プラトン著『パイドン』を読む

 プラトン著、『パイドン』を読んだ。岩田靖夫氏の訳になる、1998年の岩波文庫版で。
 死刑直前に、ソクラテスが弟子達とかわした「魂の不死」についての対話を描いた本。
 ソクラテスが、シミアスと対話する中で重要なことを語っている。

本当に哲学にたずさわっている限りの人々は、ただひたすらに死ぬこと、そして死んだ状態にあること、以外のなにごとをも実践しない(64A)

 「哲学をするということは、死ぬことだ」というこの発言に対して、シミアスは笑って次のように応じる。

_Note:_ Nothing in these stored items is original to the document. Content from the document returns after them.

PR #396, opened 2021-06-16
[14.0][MIG] account_statement_import_online_qonto

alexis-via:
Ready for review/merge

PR #718, opened 2024-09-02
[16][FIX] account_statement_import_online_qonto : fix import

florian-dacosta:
I think there are some big issues on the v16 module.
Mainly, the `payment_ref` of the statement line is empty (although it is the main field that give us information about the transaction) and the number (field `name`) of the accounting entry is not the one of the journal, it is the label of the transaction!
Probably a confusion due to the fact that `account.bank.statement.line` inherits `account.move`

This PR also fix the foreign currency management which is not functional at the moment.

Also remove the verify=False on the calls to qonto.
There are no comment whatsoever indicating why it was done, and this is working fine without it.

The changes comes from https://github.com/OCA/bank-statement-import/pull/396/commits/21712f53406e3f1e0381c064c9f9e118b8615e42 

I don't know if the module is used already in v16, I guess/hope not, but it would be nice to review/merge this fast as the issues are importants.
@victoralmau @pedrobaeza @carolinafernandez-tecnativa

### DIFF
--- a/account_statement_import_online_qonto/models/online_bank_statement_provider_qonto.py
+++ b/account_statement_import_online_qonto/models/online_bank_statement_provider_qonto.py
@@ -54,9 +54,7 @@ class OnlineBankStatementProviderQonto(models.Model):
     def _qonto_get_slug(self):
         self.ensure_one()
         url = QONTO_ENDPOINT + "/organizations/%7Bid%7D"
-        response = requests.get(
-            url, verify=False, headers=self._qonto_header(), timeout=10
-        )
+        response = requests.get(url, headers=self._qonto_header(), timeout=10)
         if response.status_code == 200:
             data = json.loads(response.text)
             res = {}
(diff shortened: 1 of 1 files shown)


flotho (approved):
Hi,
I confirm that this PR solve some problems in production.
For example, without this PR when importing, Odoo raise an issue about duplicate move name, mainly because of the absence of name in transactions.
This PR works fine.
Code review OK,

flotho (commented):
hi @florian-dacosta ,

could you change the PR nme and the commits to follow guidelines ?

Regarsd

florian-dacosta:
> hi @florian-dacosta ,
> 
> could you change the PR nme and the commits to follow guidelines ?
> 
> Regarsd

It should be ok now @flotho

flotho (approved):
Thanks @florian-dacosta 
LGTM

pedrobaeza (approved):
/ocabot merge patch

・・・私の同郷の人々はそれにまったく賛成するでしょう。本当に、哲学している人々は死人同然の生き方をしている・・・と。(64B)

 「哲学者は、社会の中で死んでいるのと同然の存在だ」と、揶揄する言葉である。 こうした見方に接してソクラテスは憤激することもなく、自分の考えを述べる。

哲学者は他の人々とは際だって異なり、できるだけ魂を肉体との交わりから解放する者である(64E)

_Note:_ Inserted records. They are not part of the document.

PR #719, opened 2024-09-05
[14.0] [ADD] account_statement_import_txt_xlsx: offset header

matthieusaison:


matthieusaison:
Hello @alexey-pelykh, is it possible to take a look at my PR?

alexey-pelykh (changes requested):
While the feature is straightforward, having a test covering that would be great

 こう考える彼は、「肉体」を思考の自由を邪魔する存在として否定的にとらえる。

 肉体は、また、愛欲、欲望、恐怖、あらゆる種類の妄想、数々のたわ言でわれわれを充たし、そのために、諺にも言われているように、われわれは肉体のために、何かを真実にまた本当に考えることがけっしてできないのである。(66C)

 魂が自由にはたらくためには、肉体は邪魔なものである。肉体の死は、魂に自由をもたらすという点で、何も怖いものではない。そう考えるソクラテスは、生きているときにも、できるだけ魂を肉体から切り離すことが重要だと述べる。

 魂を肉体からできるだけ切り離すこと、そして、魂を肉体のあらゆる部分から自分自身へととり集め、自分自身として凝集するように習慣づけること(67C)

 そして、ソクラテスは次のように述べる。

 正しく哲学している人は死ぬことの練習をしているのだ(67E)

 言葉によって思考することの本質を、簡潔に把捉した重要な言葉だと思う。思考するためには、言語が必要である。言葉によって事物を理解しようとすれば、それを客体化することになる。この際、対象との切断が生じる。そして思考することによって、肉体からも、生命性からも切断されることになる。
 この意味において、「正しく哲学している人は、死ぬことの練習をしている」というのは正しい。ただこの切断が、その後2000年以上の長きにわたって西洋の思想を規定することになることは、プラトンは想像していなかったであろう。そして、それまで主流であった心身一元論的発想が後に「神秘主義」の中に囲われることになることも。
 さて、パイドンの巻末で、ソクラテスは毒盃をあおり、次の言葉を発しつつ死へと赴くことになる。

 クリトン、アスクレピオスに雄鶏一羽の借りがある。忘れずに、きっと返してくれるように(118A)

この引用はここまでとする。